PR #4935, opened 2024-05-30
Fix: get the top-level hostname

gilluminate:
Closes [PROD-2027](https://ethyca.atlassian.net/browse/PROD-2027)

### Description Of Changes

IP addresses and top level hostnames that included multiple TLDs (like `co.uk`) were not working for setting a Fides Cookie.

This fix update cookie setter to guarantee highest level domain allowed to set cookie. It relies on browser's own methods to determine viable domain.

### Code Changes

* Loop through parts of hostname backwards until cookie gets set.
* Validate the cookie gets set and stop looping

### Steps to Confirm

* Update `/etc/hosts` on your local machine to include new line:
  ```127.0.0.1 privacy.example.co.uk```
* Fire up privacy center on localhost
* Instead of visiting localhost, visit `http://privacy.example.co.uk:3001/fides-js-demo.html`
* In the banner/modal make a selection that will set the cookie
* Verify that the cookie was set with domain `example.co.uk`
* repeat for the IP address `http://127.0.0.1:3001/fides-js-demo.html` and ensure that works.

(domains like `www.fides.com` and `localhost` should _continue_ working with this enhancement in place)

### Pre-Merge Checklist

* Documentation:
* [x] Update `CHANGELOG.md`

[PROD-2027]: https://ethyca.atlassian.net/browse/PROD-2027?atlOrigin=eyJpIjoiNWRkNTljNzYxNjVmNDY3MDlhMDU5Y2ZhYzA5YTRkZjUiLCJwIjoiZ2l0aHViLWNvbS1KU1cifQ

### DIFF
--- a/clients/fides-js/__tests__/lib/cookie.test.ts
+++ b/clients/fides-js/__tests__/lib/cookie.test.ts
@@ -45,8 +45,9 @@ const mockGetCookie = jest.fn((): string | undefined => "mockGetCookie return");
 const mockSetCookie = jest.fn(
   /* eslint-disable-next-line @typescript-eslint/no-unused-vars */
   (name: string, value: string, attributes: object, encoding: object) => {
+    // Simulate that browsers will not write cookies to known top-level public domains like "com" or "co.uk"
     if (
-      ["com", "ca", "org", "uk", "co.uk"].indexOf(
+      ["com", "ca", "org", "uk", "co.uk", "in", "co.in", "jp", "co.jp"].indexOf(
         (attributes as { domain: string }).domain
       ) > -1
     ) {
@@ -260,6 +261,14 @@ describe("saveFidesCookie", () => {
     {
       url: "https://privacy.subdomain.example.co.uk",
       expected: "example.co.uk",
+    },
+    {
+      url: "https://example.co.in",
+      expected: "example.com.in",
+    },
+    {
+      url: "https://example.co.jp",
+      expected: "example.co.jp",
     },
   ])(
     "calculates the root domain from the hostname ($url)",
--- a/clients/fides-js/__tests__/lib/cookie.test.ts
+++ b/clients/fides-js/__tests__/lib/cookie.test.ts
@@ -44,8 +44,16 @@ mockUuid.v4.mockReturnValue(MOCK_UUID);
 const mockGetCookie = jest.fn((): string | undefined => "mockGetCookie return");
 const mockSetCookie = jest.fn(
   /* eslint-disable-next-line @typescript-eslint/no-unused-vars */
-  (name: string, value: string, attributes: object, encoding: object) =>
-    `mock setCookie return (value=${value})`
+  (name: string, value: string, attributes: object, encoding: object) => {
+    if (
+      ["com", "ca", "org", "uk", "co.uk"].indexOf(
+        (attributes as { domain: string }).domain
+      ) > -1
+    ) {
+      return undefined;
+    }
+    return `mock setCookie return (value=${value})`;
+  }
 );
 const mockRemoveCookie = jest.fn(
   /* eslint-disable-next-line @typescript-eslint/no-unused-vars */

::::::

§ Exercise objective
Review the material and copy each line in which the word "const" appears.

§ Output below
@@ -45,8 +45,9 @@ const mockGetCookie = jest.fn((): string | undefined => "mockGetCookie return");
 const mockSetCookie = jest.fn(
 const mockGetCookie = jest.fn((): string | undefined => "mockGetCookie return");
 const mockSetCookie = jest.fn(
 const mockRemoveCookie = jest.fn(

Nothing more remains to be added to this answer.